ABSTRACT Accurate information on animal body mass is often an essential component of wildlife research and management. However, for many large-bodied species, obtaining direct scale weights from individuals may be difficult. In these cases, morphometric equations (e.g., based on girth or length) may provide accurate and precise estimates of body mass. We developed predictive equations to estimate the body mass of free-ranging polar bears (Ursus maritimus) in western Hudson Bay, Canada. Using multiple linear and non-linear regression, we identified a strong relationship between polar bear body weight and linear measures of straight line length and axillary girth. The mass—morphometry relationship appeared to change over time and we developed separate equations for polar bears measured during 2 time periods, 1980–1996 and 2007–2009. Non-linear models were more accurate and provided body mass estimates within 5.8% (R2= 0.98) and 6.1% (R2= 0.98) of scale weight in the earlier and later time periods, respectively. Earlier equations developed for polar bears in this subpopulation performed poorly when applied to recently sampled individuals. In contrast, some contemporary equations from other regions performed reasonably well, suggesting that temporal changes within a subpopulation may be more pronounced than regional differences and can render earlier predictive equations obsolete. Our results have important implications for current and future studies of polar bear body condition and the effects of ongoing climate warming.

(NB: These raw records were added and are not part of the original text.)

PR #2892, opened 2026-01-18
Annotation selectors, first draft

llemeurfr:
(This PR is now outdated, overtaken by #2912.)

I added a section related to Selectors to the Draft. 

---
See:

* For EPUB 3 Annotations:
    * [Preview](https://raw.githack.com/w3c/epub-specs/ann-selectors-1/epub34/annotations/index.html)
    * [Diff](https://services.w3.org/htmldiff?doc1=https://labs.w3.org/spec-generator/%3Ftype=respec%26url=https://w3c.github.io/epub-specs/epub34/annotations/index.html&doc2=https://labs.w3.org/spec-generator/%3Ftype=respec%26url=https://raw.githack.com/w3c/epub-specs/ann-selectors-1/epub34/annotations/index.html)

### DIFF
--- a/epub34/annotations/index.html
+++ b/epub34/annotations/index.html
@@ -479,9 +479,9 @@
 				</pre>
 			</aside>
 
-			<p class="issue"> Should we define another Progression Selector as a value relative to the whole publication,
-				 rather then the current resource? This would help synchronize annotations with publications in a format
-				 different from reflowable EPUB, such as PDF.</p> 
+			<p class="issue"> Should we also define a global progression selector, relative to the whole publication? 
+				 This would help synchronize annotations with publications distributed in a format
+				 different from reflowable EPUB, such as PDF. It would make sense to define it as Meta information (still to be defined)</p> 
 				
 			<!--
 			<h4 id="1-3-3-meta"> Meta </h4>
--- a/epub34/annotations/index.html
+++ b/epub34/annotations/index.html
@@ -312,13 +312,14 @@
 			<p> A Target with no Selector indicates that the annotation applies to the entire
 				target resource. </p>
             <section>
+
 			<h4 id="1-3-1-source"> Source </h4>
 			<p> The target resource MUST be identified by the URL of an existing resource in the
 				EPUB package. It MUST be one of the `item/@href` values of the [^manifest^] element as
                 defined in [[epub-34]].</p>
 
-            <aside class="example" title=" the source of the annotation is the relative URL identifying an HTML document in an EPUB">
-			<pre>
+      <aside class="example" title=" the source of the annotation is the relative URL identifying an HTML document in an EPUB">
+				<pre>
                 {
                     "@context": [
                         "http://www.w3.org/ns/anno.jsonld",
@@ -335,54 +336,65 @@
                         }
                     }
                 }
-			</pre>
-            </aside>
+				</pre>
+      </aside>
             </section>
+
             <section>
 			<h4 id="1-3-2-selector"> Selector </h4>
 			<p> An annotation refers to a segment of a resource, which is identified by one or more
-                <a data-cite="annotation-model#selectors">Selectors</a>. The nature of the Selectors and methods to describe segments depend on
+        <a data-cite="annotation-model#selectors">Selectors</a>. 
+				The nature of the Selectors and methods to describe segments depend on
 				the resource type. Providing more than one Selector allows an annotation software to
 				choose the most accurate selector from those it can handle and helps accommodate
 				evolutions on the annotated resource. </p>
-			<p> Annotation selectors are specified in <a data-cite="annotation-model#selectors">Web
-					Annotation Data Model</a>. This specification retains
-				selectors deemed useful for annotating publications and details on how to use these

Effects of chemical immobilization on the movement rates of free-ranging polar bears

Abstract The capture and handling of free-ranging animals is an important tool for wildlife research, conservation, and management. However, live capture may expose individual animals to risk of injury, impairment, or mortality. The polar bear (Ursus maritimus) is a species of conservation concern throughout its range and physical mark–recapture techniques have formed the basis of polar bear research and harvest management for decades. We examined movement patterns of polar bears postcapture to measure their recovery from chemical immobilization and determine whether captured bears experienced prolonged effects that would affect individual fitness. Adult female (n = 61) and juvenile (n = 13) polar bears in 3 Canadian subpopulations were captured during the course of other studies using a combination of tiletamine hydrochloride and zolazepam hydrochloride delivered via remote injection from a helicopter. Bears were fitted with satellite-linked global positioning system collars and we used 3 individual-based metrics to assess their recovery from immobilization: time to move 50 m; time to move 100 m; and time to reach a baseline movement rate threshold (km/day) derived from each individuals movements in a fully recovered state (i.e., 30–60 days postcapture). There were no differences in recovery rate metrics across years, age classes, or between females with cubs of different ages. When compared across subpopulations, only the time to move 50 m differed, being shortest in the southern Beaufort Sea. Bears captured on land during the ice-free period in western Hudson Bay and Foxe Basin were more variable in their response to capture than were those handled on the sea ice of the Beaufort Sea, but in all 3 areas, bears showed gradual increases in movement rates. Movement rates indicative of recovery were often reached 48 h after capture and 51 (69%) of 74 bears appeared to be fully recovered in ≤3 days. Consistent with preliminary work on chemical immobilization of polar bears, there was no relationship between drug dose and rate of recovery. Our results indicated that polar bears captured in different locations, seasons, and life-history stages recovered predictably from chemical immobilization in a time frame that is unlikely to affect individual fitness.